Dataset records:
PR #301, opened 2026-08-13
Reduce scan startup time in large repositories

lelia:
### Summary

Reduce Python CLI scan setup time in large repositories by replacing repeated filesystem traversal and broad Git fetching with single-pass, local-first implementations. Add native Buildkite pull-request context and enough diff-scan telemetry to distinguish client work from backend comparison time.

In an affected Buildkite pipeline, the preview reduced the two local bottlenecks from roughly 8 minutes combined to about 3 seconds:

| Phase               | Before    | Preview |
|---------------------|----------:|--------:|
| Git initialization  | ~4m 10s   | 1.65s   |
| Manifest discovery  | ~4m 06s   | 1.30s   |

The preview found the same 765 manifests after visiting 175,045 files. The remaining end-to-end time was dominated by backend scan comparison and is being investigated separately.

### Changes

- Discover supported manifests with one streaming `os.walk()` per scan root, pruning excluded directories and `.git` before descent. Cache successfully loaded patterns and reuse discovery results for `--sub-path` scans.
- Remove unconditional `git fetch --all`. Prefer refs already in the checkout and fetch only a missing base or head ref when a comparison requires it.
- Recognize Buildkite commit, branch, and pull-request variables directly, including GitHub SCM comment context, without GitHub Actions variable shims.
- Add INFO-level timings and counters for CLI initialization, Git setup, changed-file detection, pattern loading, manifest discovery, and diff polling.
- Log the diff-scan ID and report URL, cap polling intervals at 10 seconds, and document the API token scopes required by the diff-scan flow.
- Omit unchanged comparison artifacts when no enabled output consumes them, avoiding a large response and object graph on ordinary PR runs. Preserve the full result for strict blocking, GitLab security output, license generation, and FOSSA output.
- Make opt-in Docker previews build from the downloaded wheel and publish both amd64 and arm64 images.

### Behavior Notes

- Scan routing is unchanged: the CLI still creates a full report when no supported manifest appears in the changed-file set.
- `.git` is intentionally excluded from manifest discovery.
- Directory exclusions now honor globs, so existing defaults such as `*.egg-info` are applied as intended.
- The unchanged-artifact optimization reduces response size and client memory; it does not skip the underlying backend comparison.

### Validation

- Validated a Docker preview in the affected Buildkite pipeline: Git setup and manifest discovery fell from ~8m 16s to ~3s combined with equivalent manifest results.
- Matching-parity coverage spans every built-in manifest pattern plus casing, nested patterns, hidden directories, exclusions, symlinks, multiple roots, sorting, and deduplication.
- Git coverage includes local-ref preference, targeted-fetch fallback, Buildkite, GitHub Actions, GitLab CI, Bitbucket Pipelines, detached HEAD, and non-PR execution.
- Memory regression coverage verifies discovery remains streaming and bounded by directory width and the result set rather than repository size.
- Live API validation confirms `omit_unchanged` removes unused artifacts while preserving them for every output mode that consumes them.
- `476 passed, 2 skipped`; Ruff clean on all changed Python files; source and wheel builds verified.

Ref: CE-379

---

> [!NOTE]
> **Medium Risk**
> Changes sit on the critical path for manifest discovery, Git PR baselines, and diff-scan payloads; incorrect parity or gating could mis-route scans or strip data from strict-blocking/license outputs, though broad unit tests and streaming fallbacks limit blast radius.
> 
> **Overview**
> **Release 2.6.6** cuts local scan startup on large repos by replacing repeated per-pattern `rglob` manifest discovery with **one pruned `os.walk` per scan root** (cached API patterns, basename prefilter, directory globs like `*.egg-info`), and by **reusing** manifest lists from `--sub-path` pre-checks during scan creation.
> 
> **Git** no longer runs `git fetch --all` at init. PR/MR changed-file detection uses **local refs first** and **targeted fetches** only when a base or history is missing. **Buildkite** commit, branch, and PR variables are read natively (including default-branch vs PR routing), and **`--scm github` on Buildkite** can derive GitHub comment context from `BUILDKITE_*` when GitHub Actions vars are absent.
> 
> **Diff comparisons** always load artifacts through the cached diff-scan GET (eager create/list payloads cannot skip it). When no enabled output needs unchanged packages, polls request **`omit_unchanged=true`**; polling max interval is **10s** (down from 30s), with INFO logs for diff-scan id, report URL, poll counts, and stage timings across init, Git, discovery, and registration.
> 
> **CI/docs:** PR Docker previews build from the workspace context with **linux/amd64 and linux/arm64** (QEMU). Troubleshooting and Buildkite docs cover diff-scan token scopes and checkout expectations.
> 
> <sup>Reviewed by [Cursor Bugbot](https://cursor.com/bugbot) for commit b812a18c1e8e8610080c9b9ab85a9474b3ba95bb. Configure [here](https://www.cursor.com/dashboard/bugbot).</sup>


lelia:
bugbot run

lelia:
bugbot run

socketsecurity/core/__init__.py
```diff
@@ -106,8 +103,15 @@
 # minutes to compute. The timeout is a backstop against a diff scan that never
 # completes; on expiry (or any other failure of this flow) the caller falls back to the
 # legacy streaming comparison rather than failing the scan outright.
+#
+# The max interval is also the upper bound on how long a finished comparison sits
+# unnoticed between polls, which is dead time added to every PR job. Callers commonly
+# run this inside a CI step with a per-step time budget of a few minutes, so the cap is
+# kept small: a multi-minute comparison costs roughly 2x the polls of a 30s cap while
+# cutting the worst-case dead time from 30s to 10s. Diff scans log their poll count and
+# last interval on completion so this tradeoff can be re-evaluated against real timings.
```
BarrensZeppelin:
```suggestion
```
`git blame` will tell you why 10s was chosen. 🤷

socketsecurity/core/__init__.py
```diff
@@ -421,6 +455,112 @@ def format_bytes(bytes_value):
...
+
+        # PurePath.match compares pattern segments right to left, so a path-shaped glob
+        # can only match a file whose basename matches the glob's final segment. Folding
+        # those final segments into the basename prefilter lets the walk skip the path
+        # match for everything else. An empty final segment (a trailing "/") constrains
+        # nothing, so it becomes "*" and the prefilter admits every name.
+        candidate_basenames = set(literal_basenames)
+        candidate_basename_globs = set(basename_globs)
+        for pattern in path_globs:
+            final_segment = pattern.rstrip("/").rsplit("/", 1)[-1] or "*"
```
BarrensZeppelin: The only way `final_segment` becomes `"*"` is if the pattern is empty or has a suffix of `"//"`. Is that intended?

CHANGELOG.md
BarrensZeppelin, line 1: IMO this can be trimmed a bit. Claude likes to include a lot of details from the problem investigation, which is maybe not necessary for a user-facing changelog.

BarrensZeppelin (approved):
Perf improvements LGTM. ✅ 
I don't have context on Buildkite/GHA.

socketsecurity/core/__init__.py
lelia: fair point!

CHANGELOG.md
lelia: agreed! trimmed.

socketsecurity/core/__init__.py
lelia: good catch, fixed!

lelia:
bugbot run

==

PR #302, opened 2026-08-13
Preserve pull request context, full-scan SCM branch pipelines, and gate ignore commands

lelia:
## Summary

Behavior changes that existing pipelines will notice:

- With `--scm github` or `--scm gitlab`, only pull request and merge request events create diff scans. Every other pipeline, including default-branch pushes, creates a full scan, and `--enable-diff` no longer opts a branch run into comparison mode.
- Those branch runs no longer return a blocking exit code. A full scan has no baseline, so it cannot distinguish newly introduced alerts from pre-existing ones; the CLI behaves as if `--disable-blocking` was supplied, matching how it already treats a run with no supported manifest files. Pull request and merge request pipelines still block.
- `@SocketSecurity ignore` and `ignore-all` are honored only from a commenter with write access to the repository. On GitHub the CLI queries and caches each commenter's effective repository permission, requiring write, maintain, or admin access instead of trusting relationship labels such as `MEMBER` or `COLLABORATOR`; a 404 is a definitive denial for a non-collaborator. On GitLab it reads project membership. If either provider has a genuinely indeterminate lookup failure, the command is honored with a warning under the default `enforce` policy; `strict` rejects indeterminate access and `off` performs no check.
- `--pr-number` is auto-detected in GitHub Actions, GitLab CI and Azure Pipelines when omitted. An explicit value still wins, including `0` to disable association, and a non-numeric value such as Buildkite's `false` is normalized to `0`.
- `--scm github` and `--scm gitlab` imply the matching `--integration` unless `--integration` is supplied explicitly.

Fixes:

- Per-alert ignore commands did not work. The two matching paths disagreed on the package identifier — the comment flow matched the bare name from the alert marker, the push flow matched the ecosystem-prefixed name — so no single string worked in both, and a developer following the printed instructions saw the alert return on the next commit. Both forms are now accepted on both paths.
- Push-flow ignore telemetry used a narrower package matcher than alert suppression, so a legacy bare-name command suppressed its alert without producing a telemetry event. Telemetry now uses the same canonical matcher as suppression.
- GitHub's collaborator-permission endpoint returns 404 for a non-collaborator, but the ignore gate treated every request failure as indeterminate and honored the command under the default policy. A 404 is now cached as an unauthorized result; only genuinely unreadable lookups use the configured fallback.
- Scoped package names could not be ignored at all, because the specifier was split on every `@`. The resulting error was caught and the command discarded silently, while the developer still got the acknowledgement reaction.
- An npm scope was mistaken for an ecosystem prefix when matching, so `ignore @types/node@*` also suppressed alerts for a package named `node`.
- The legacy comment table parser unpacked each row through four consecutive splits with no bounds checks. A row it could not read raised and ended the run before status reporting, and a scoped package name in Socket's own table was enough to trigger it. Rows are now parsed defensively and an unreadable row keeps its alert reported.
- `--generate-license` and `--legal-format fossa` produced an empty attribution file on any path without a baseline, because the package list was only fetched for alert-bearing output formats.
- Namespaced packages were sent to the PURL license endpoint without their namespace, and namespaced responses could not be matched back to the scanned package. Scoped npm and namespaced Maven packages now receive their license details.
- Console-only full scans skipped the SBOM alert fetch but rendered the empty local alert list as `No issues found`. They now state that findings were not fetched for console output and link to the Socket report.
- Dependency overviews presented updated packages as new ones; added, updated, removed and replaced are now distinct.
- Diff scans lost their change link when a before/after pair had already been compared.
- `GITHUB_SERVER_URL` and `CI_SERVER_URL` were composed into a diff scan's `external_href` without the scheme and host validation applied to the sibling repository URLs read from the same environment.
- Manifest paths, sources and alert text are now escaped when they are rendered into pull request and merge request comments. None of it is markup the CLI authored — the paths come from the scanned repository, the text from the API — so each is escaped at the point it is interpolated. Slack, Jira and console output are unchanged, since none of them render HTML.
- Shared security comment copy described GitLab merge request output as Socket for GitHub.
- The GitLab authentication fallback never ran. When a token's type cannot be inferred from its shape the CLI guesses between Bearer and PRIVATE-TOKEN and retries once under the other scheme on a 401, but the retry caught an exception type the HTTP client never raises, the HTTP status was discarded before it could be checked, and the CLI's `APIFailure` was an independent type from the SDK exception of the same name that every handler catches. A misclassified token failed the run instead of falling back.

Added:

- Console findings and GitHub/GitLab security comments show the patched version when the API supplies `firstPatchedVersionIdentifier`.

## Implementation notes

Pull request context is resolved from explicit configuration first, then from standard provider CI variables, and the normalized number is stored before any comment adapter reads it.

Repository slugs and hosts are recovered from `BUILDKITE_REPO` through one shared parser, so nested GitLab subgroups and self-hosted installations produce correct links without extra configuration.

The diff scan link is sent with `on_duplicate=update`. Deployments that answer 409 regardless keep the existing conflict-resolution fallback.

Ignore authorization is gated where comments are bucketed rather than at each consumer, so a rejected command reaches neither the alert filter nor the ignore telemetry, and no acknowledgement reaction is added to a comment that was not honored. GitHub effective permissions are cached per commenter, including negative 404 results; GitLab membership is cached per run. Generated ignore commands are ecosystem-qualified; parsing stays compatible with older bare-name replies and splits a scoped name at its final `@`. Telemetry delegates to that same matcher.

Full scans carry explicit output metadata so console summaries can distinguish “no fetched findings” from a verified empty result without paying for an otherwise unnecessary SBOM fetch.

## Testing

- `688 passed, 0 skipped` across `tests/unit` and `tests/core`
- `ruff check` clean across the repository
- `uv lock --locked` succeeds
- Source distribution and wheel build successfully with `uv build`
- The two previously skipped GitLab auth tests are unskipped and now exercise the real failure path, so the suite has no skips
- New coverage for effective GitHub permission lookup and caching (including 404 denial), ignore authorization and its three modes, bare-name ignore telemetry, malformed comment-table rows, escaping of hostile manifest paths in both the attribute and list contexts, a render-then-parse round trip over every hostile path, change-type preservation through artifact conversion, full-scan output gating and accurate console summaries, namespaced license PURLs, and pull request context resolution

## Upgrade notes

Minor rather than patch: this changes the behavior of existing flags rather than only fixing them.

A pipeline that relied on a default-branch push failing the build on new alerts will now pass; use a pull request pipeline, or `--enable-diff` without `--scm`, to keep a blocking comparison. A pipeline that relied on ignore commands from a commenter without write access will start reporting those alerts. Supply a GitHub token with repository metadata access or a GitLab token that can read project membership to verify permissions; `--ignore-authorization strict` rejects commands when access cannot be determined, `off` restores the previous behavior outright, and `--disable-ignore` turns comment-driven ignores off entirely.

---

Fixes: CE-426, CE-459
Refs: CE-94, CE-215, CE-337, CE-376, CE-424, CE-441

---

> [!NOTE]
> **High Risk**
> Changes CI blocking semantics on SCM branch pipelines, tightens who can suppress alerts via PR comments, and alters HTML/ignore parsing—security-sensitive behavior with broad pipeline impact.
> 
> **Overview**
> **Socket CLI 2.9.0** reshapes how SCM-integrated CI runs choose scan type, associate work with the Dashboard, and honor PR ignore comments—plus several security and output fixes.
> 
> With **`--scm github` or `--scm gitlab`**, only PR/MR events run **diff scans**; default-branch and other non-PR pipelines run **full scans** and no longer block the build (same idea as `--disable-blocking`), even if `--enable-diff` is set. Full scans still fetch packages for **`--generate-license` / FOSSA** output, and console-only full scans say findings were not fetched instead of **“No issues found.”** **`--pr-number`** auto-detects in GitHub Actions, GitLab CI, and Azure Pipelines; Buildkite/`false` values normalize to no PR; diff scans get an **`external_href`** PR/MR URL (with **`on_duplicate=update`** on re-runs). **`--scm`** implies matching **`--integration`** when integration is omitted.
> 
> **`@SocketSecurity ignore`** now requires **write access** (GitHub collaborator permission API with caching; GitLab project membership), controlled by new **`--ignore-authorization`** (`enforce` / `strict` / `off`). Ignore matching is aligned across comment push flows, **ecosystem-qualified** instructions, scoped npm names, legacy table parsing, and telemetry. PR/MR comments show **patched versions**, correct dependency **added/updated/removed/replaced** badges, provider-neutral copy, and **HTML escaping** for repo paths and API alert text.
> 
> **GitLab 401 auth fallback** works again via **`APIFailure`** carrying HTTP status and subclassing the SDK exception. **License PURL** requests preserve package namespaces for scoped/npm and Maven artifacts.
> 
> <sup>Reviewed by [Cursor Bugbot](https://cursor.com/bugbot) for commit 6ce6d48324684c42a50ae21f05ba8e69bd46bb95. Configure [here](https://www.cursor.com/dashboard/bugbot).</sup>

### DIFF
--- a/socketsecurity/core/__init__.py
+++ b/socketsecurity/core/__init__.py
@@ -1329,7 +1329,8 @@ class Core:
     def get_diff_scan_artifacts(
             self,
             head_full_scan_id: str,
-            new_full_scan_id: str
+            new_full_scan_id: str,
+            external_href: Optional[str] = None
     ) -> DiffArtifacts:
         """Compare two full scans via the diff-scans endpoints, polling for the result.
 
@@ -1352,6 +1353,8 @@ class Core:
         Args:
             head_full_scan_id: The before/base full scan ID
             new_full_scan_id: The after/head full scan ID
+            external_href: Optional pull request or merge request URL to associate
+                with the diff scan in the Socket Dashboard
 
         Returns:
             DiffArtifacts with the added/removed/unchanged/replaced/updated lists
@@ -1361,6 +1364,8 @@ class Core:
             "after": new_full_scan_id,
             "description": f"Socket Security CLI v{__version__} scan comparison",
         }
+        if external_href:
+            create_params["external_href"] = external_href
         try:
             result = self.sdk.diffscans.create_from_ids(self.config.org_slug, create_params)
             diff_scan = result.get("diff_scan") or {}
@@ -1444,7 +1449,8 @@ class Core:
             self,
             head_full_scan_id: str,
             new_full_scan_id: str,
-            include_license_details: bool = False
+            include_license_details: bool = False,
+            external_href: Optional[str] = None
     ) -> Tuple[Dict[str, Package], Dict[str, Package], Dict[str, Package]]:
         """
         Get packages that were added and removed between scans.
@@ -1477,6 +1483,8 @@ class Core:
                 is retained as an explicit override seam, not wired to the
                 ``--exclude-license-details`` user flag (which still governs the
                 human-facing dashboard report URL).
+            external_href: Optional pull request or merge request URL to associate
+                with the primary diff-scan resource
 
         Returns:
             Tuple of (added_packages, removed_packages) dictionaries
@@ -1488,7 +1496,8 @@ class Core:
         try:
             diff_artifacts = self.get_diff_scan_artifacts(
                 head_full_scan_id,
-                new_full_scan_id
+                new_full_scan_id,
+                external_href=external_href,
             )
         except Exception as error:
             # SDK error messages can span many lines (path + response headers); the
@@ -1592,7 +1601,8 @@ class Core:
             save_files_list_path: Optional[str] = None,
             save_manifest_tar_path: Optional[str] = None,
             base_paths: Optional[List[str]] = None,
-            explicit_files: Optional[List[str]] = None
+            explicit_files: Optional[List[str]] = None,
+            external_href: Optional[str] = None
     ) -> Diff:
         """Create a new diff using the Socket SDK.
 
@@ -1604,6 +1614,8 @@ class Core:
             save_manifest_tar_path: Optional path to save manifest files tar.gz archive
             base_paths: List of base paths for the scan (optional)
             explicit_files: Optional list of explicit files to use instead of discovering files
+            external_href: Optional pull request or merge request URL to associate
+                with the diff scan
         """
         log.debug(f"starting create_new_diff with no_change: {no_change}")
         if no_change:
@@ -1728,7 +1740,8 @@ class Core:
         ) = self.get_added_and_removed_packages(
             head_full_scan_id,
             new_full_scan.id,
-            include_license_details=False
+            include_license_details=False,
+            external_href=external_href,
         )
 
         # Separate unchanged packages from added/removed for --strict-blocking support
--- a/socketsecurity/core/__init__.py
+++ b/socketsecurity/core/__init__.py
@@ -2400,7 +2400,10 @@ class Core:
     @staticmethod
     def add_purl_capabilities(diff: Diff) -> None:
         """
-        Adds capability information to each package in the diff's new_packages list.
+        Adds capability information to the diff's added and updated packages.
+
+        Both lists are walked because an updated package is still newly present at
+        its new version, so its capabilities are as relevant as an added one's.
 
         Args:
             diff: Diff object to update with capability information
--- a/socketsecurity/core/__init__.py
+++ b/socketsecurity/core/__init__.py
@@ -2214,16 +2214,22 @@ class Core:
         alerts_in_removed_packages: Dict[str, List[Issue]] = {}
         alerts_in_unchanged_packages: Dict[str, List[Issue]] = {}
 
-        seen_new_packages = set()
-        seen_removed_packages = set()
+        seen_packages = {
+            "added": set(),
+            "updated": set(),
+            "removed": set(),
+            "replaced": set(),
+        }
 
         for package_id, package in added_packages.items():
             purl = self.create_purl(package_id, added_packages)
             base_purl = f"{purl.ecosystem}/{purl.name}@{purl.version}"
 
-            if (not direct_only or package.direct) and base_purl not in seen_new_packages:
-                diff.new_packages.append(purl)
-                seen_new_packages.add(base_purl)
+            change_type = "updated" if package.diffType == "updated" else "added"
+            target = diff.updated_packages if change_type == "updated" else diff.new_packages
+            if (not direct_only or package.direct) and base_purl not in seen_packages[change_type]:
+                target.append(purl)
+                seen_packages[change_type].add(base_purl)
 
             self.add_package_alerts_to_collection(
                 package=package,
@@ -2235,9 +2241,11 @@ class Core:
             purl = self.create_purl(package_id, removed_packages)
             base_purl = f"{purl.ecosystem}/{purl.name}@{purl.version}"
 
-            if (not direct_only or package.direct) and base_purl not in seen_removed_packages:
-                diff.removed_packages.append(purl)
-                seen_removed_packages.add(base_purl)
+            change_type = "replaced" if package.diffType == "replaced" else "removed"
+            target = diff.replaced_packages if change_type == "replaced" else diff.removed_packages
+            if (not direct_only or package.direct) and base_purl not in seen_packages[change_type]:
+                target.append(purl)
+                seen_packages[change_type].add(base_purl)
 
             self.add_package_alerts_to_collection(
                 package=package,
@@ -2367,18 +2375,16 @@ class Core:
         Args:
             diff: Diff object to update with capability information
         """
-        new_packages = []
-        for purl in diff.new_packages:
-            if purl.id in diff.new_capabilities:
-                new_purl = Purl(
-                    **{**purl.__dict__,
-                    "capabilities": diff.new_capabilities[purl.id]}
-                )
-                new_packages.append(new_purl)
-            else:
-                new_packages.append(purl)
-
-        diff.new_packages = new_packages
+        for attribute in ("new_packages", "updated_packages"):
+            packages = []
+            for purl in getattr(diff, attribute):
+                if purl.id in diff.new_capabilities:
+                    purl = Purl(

Work required: Within the listing above, locate the line containing "PR #301, opened 2026-08-13" and the line containing "- Add INFO-level". Reproduce those two lines and all lines between them exactly, with nothing added.

Solution for this exercise:
PR #301, opened 2026-08-13
Reduce scan startup time in large repositories

lelia:
### Summary

Reduce Python CLI scan setup time in large repositories by replacing repeated filesystem traversal and broad Git fetching with single-pass, local-first implementations. Add native Buildkite pull-request context and enough diff-scan telemetry to distinguish client work from backend comparison time.

In an affected Buildkite pipeline, the preview reduced the two local bottlenecks from roughly 8 minutes combined to about 3 seconds:

| Phase               | Before    | Preview |
|---------------------|----------:|--------:|
| Git initialization  | ~4m 10s   | 1.65s   |
| Manifest discovery  | ~4m 06s   | 1.30s   |

The preview found the same 765 manifests after visiting 175,045 files. The remaining end-to-end time was dominated by backend scan comparison and is being investigated separately.

### Changes

- Discover supported manifests with one streaming `os.walk()` per scan root, pruning excluded directories and `.git` before descent. Cache successfully loaded patterns and reuse discovery results for `--sub-path` scans.
- Remove unconditional `git fetch --all`. Prefer refs already in the checkout and fetch only a missing base or head ref when a comparison requires it.
- Recognize Buildkite commit, branch, and pull-request variables directly, including GitHub SCM comment context, without GitHub Actions variable shims.
- Add INFO-level timings and counters for CLI initialization, Git setup, changed-file detection, pattern loading, manifest discovery, and diff polling.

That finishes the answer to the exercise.